When the indoor temperature reaches the set value, the quick switch 39B will automatically turn off, and the next time the engine starts, it will return to normal operation.
Malfunctions caused by forgetting to turn off the quick switch 39B are eliminated.

As described above, according to this embodiment, the capacity distribution at the time of starting can be changed by turning on and off the quick switch provided on the controller, and the capacity distribution at the time of starting can be changed to suit the usage conditions of the room where the indoor unit is installed. Control becomes possible. Furthermore, even if the rapid switch is ON, it will automatically turn OFF when the indoor temperature reaches the drinking temperature, eliminating malfunctions caused by forgetting to turn it off.

〔Effect of the invention〕

According to the present invention, the required capacity can be set based on the calculated load, and appropriate capacity can be supplied to each room in order to control the flow rate control well and compressor rotation speed according to the required capacity, and the indoor unit capacity of each room is It can respond to differences in capacity and load chamber movements, and always performs optimal capacity control for excellent comfort.

[Brief explanation of drawings]

Fig. 1 is a control circuit diagram of a multi-chamber air conditioner according to an embodiment of the present invention, Fig. 2 is a refrigeration cycle diagram of the multi-chamber air conditioner of Fig. 1, and Fig. 3 is a time period of indoor temperature. FIG. 4 is a diagram showing the relationship between the difference between the set temperature and the indoor temperature and the room temperature rise rate. FIG. 5 is a control circuit diagram of a multi-room air conditioner according to another embodiment of the present invention. The figure is a diagram showing the relationship between the difference between the set temperature and the indoor temperature and the room temperature rise rate in the embodiment of Fig. 5, and Fig. 7 is a control circuit diagram of a multi-room air conditioner according to still another embodiment of the present invention.
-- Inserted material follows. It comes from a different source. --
PR #593, opened 2026-08-05
fix(billing): count seats over the rows the seat-selling paths actually write

StingD85:
Two commits: the RED proof, then the fix. **Billing-affecting** — please read the split rationale before merging.

## The defect, upstream of the known inversion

It is. 1... Outdoor unit, 2A, 2B, 2G... Indoor unit, 3... Compressor, 5... Outdoor heat exchanger, 7
...Expansion valve. 10A, IOB, IOC,... Indoor heat exchanger, 12A, 12B, 12C... Flow rate control valve, 23... Outside air temperature sensor, 24... Inverter circuit, 27... Expansion bowl drive device , 28... Outdoor controller, 30A, 30B, 30C... Indoor temperature sensor, 3
1A, 3 1 B, 31C...Set temperature, 32A
, 32B, 32C... operating device, 33A, 33B, 33
C... Arithmetic unit, 34A, 34B, 34C, 36A, 37A, 38B, 34aA, 34aB, 34aC--Storage unit, 36B,
36C...Flow control valve drive device, 3B, 37G...
Indoor controller, 38A, 38C... changeover switch, 3
9A, 39B, Kasumi No. 2 Kasumi 5-'! Datoi VJ Ne; Kurouse No. 3 Enpo 4 Mouth No. 51 ￥] Part b B

Claims (1)

[Scope of Claims] 1. A flow rate system comprising an outdoor unit having a variable capacity compressor and a plurality of indoor units connected to the outdoor unit, and capable of controlling the flow rate of refrigerant to the liquid side connection pipe of each indoor unit. A multi-room air conditioner equipped with a control valve is provided with means for detecting an indoor temperature, means for inputting a set temperature, and means for detecting a heat load of a room in which the indoor unit is installed, means for transmitting the required capacity calculated from the difference between the temperature and the set temperature and the heat load to the outdoor unit; a means for detecting the outside air temperature; A multi-room air conditioner, comprising: means for operating the compressor; and means for driving the flow rate control valve according to a ratio of required capacities of each of the indoor units.